= Material shown =
PR #396, opened 2022-03-17
feat: Adds new Badge interactive variation

lucasfp13:

This PR intends to add a new `Badge` variant called `interactive`. This will be useful when the user needs an action to close/remove badges.

## How does it work?

**Default interactive badge:**

Screen Shot 2022-03-17 at 16 48 04Screen Shot 2022-03-17 at 16 48 13

**Small interactive badge:**
Screen Shot 2022-03-17 at 16 46 34Screen Shot 2022-03-17 at 16 48 26

## References

[FSSS 204 - Creates Badge Interactive variation](https://vtex-dev.atlassian.net/browse/FSSS-204?atlOrigin=eyJpIjoiZDgzY2IzZmU1ODY5NGY1YjlkNTljODlhOTQ5ZGZlMTAiLCJwIjoiaiJ9)

## Checklist

- [x] CHANGELOG entry added

### DIFF
--- a/src/components/ui/Badge/Badge.tsx
+++ b/src/components/ui/Badge/Badge.tsx
@@ -1,18 +1,27 @@
 import { Badge as UIBadge } from '@faststore/ui'
 import type { ReactNode } from 'react'
 import React from 'react'
+import IconButton from 'src/components/ui/IconButton'
+import Icon from 'src/components/ui/Icon'
 
 import './badge.scss'
 
-export type BadgeVariants = 'info' | 'highlighted' | 'neutral'
+export type BadgeVariants = 'info' | 'highlighted' | 'neutral' | 'interactive'
 
 type Props = {
   small?: boolean
   variant?: BadgeVariants
   children: ReactNode
+  onClose?: () => void
 }
 
-const Badge = ({ small = false, variant, children, ...otherProps }: Props) => {
+const Badge = ({
+  small = false,
+  variant,
+  children,
+  onClose,
+  ...otherProps
+}: Props) => {
   return (
     <UIBadge
       className="badge"
@@ -20,7 +29,21 @@ const Badge = ({ small = false, variant, children, ...otherProps }: Props) => {
       data-store-badge-variant={variant}
       {...otherProps}
     >
-      {children}
+      <span>{children}</span>
+      {variant === 'interactive' && (
+        <IconButton
+          onClick={onClose}
+          aria-label="Remove badge"
+          icon={
+            <Icon
+              name="X"
+              weight="bold"
+              width={small ? 12 : 16}
+              height={small ? 12 : 16}
+            />
+          }
+        />
+      )}
     </UIBadge>
   )
 }
--- a/src/components/ui/Badge/Badge.tsx
+++ b/src/components/ui/Badge/Badge.tsx
@@ -6,20 +6,22 @@ import Icon from 'src/components/ui/Icon'
 
 import './badge.scss'
 
-export type BadgeVariants = 'info' | 'highlighted' | 'neutral' | 'interactive'
+export type BadgeVariants = 'info' | 'highlighted' | 'neutral'
 
 type Props = {
   small?: boolean
   variant?: BadgeVariants
   children: ReactNode
   onClose?: () => void
+  interactive?: boolean
 }
 
 const Badge = ({
-  small = false,
   variant,
   children,
   onClose,
+  small = false,
+  interactive = false,
   ...otherProps
 }: Props) => {
   return (
@@ -27,10 +29,11 @@ const Badge = ({
       className="badge"
       data-store-badge={small ? 'small' : ''}
       data-store-badge-variant={variant}
+      data-store-badge-interactive={interactive}
       {...otherProps}
     >
       <span>{children}</span>
-      {variant === 'interactive' && (
+      {(interactive || onClose) && (
         <IconButton
           onClick={onClose}
           aria-label="Remove badge"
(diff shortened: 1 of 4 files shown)


src/components/ui/Badge/Badge.tsx
```diff
@@ -1,26 +1,49 @@
 import { Badge as UIBadge } from '@faststore/ui'
 import type { ReactNode } from 'react'
 import React from 'react'
+import IconButton from 'src/components/ui/IconButton'
+import Icon from 'src/components/ui/Icon'
 
 import './badge.scss'
 
-export type BadgeVariants = 'info' | 'highlighted' | 'neutral'
+export type BadgeVariants = 'info' | 'highlighted' | 'neutral' | 'interactive'
```
eduardoformiga, line 9: Hmm, I think the `interactive Badge` shouldn't be a new variant. Since the `Badge` can be `info`/`highlighted`/`neutral` and `interactive` at the same time. Maybe we can deal with the `interactive` checking the `onClose` callback existence so that we can deal with both _states_? What do you think?

lucasfp13: Yeah, you are right. I miss the point of using the action together with the other cases

filipewl: Agreed!

I was thinking about how we could apply [the needed different styles when in interactive mode](https://github.com/vtex-sites/base.store/pull/396/files#diff-a1eda55d5a5721215d3eed0d9797b4df0781a3c9c53d51b9c7c76f5b5521f980R39) assuming `data-store-badge-variant=interactive` won't be possible. I think we can either:

1. Put the interactive information in another data attribute (e.g. `data-store-badge-mode=interactive`).
2. Join the variant **and** interactive information in the same data attribute (e.g. `data-store-badge-mode="info interactive"`) and match the interactive in CSS via the `[attr*=value]` selector (e.g. `data-store-badge-variant*=interactive`).

> <a href="https://developer.mozilla.org/en-US/docs/Web/CSS/Attribute_selectors#:~:text=followed)%20by%20value.-,%5Battr*%3Dvalue%5D,-Represents%20elements%20with">[attr*=value]</a>
> Represents elements with an attribute name of attr whose value contains at least one occurrence of value within the string.

src/components/ui/Badge/badge.scss
```diff
@@ -27,6 +36,24 @@
...
+
+  [data-store-icon-button] {
+    width: var(--tap-min-size);
+    height: auto;
+    color: var(--color-neutral-7);
+    border-top-right-radius: var(--border-radius-pill);
+    border-bottom-right-radius: var(--border-radius-pill);
+
+    &:hover {
+      background-color: var(--color-secondary-1);
```
filipewl, line 52: Will this be the same color for differently colored badges? I'm assuming it's always a darker tone than the variant's background color. But then we'd have to specify the different colors for each variant I guess. Maybe there's a way to keep it DRY using a color function, but not sure yet.

heitorado (approved):
I agree with @eduardoformiga [review and suggestion](https://github.com/vtex-sites/base.store/pull/396/files#r829480186) - Apart from that, everything looks good 👍🏼

filipewl (approved):
Looking smooth!!! Left some points for discussion.

src/components/ui/Badge/Badge.tsx
```diff
@@ -1,26 +1,49 @@
...
   return (
     <UIBadge
       className="badge"
       data-store-badge={small ? 'small' : ''}
       data-store-badge-variant={variant}
       {...otherProps}
     >
-      {children}
+      <span>{children}</span>
+      {variant === 'interactive' && (
```
ArthurTriis1, line 33: Following the @eduardoformiga comment, we can show interactive icon just if the onClose event is pass

```suggestion
      {onClose && (
```

src/components/ui/Badge/Badge.tsx
```diff
@@ -10,17 +12,41 @@ type Props = {
...
     <UIBadge
       className="badge"
       data-store-badge={small ? 'small' : ''}
       data-store-badge-variant={variant}
+      data-store-badge-interactive={interactive}
       {...otherProps}
     >
-      {children}
+      <span>{children}</span>
+      {(interactive || onClose) && (
```
ArthurTriis1, line 36: This way it generates a little inconsistency in the style, because if we add onClose and not add interactive we would have the button, but not the style, like in the gif:


badge

ArthurTriis1: I think we have two options, show the button only when "interactive" is "pass" or add the data-attribute when onClose is pass too

src/components/ui/Badge/Badge.tsx
```diff
@@ -10,17 +12,41 @@ type Props = {
   small?: boolean
   variant?: BadgeVariants
   children: ReactNode
+  onClose?: () => void
+  interactive?: boolean
 }
```
ArthurTriis1, line 17: Also, we can try this:

-  if have interactive, onClose is not required
- if havent interactive, onClose is not permitted
- if have onClose, interactive is required

```suggestion
  small?: boolean
  variant?: BadgeVariants
  children: ReactNode
  onClose?: () => void
  interactive?: boolean
} & BadgeOnClose

type BadgeOnClose =
  | {
      interactive: true
      onClose?: () => void
    }
  | {
      interactive?: false
      onClose?: never
    }
```

ArthurTriis1 (approved):

src/components/ui/Badge/badge.scss
lucasfp13: nice catch @filipewl, after you raised this point I talked to Flip and his advice is to use black as the hover color with low opacity, I'll apply that

filipewl (approved):

src/components/ui/Badge/Badge.tsx
hellofanny: I agreed with Filipe's suggestion. It seems a nice approach for this scenario.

= Assignment =
Respond with only the number of lines above that include the string "IconButton".

= Result for this task =
4